/---
PR #84, opened 2020-06-03
Laobiz/ch1541/hspec tests automatisch ausführen

Laobiz:


.github/workflows/tests.yml
```diff
@@ -0,0 +1,18 @@
...
+    steps:
+    - uses: actions/checkout@v2
+    - uses: cachix/install-nix-action@v9
+    - uses: cachix/cachix-action@v6
+      with:
+        name: digitallyinduced
+        signingKey: '${{ secrets.CACHIX_SIGNING_KEY }}'
+        authToken: '${{ secrets.CACHIX_AUTH_TOKEN }}'
+    - run: |
+          nix-shell ./NixSupport/shell.nix --run "runghc $(make -f lib/IHP/Makefile.dist print-ghc-extensions) ./Test/IDE/SchemaDesigner/ParserSpec.hs"
```
hendi, line 18: This is missing `Test/ValidationSupport/ValidateFieldSpec.hs`. Maybe use something like `find Test -name '*Spec.hs'` for auto-discovery?

Laobiz: Good point. I was thinking we add a `Test.sh` later on where we can add all tests but even though this is a great solution now :) Added it in https://github.com/digitallyinduced/ihp/pull/84/commits/256a8da7c125d2d499c3d32a7ee6d9d94a2b3156 :)

hendi:
This does not work for me (might just be my local setup though!)

```
$ nix-shell ./NixSupport/shell.nix --run "runghc $(make -f lib/IHP/Makefile.dist print-ghc-extensions) "Test/IDE/SchemaDesigner/ParserSpec.hs""

IHP/IDE/SchemaDesigner/Compiler.hs:13:1: error:
    The type signature for `writeSchema' lacks an accompanying binding
   |
13 | writeSchema :: [Statement] -> IO ()
   | ^^^^^^^^^^^
``` 

and

```
$ nix-shell ./NixSupport/shell.nix --run "runghc $(make -f lib/IHP/Makefile.dist print-ghc-extensions) "Test/ValidationSupport/ValidateFieldSpec.hs""

IHP/ValidationSupport/Types.hs:23:21: warning: [-Wmissing-space-after-bang]
    Did you forget to enable BangPatterns?
    If you mean to bind (!) then perhaps you want
    to add a space after the bang for clarity.
   |
23 | attachFailure field !message = modify #meta prependAnnotation
   |                     ^^^^^^^^

IHP/ValidationSupport/Types.hs:23:1: error:
    Parse error in pattern: attachFailure
   |
23 | attachFailure field !message = modify #meta prependAnnotation
   | ^^^^^^^^^^^^^^^^^^^
```

Laobiz:
You need the most recent `Makefile.dist` from the master.  The problem is that not all ghc-options were inside of it so I added them directly to the master in https://github.com/digitallyinduced/ihp/commit/d350a04a5751a755cf43395698a5c4d03010b601.

hendi:
Sorry, you're right, I was on the wrong branch.

Works, :+1:

PR #91, opened 2020-06-05
Added documentation on naming things

mpscholten:


hendi:
:+1: (both documentation as well as intention)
\---
Your answer should consist of each line above in which "though" appears.

Laobiz: Good point. I was thinking we add a `Test.sh` later on where we can add all tests but even though this is a great solution now :) Added it in https://github.com/digitallyinduced/ihp/pull/84/commits/256a8da7c125d2d499c3d32a7ee6d9d94a2b3156 :)
This does not work for me (might just be my local setup though!)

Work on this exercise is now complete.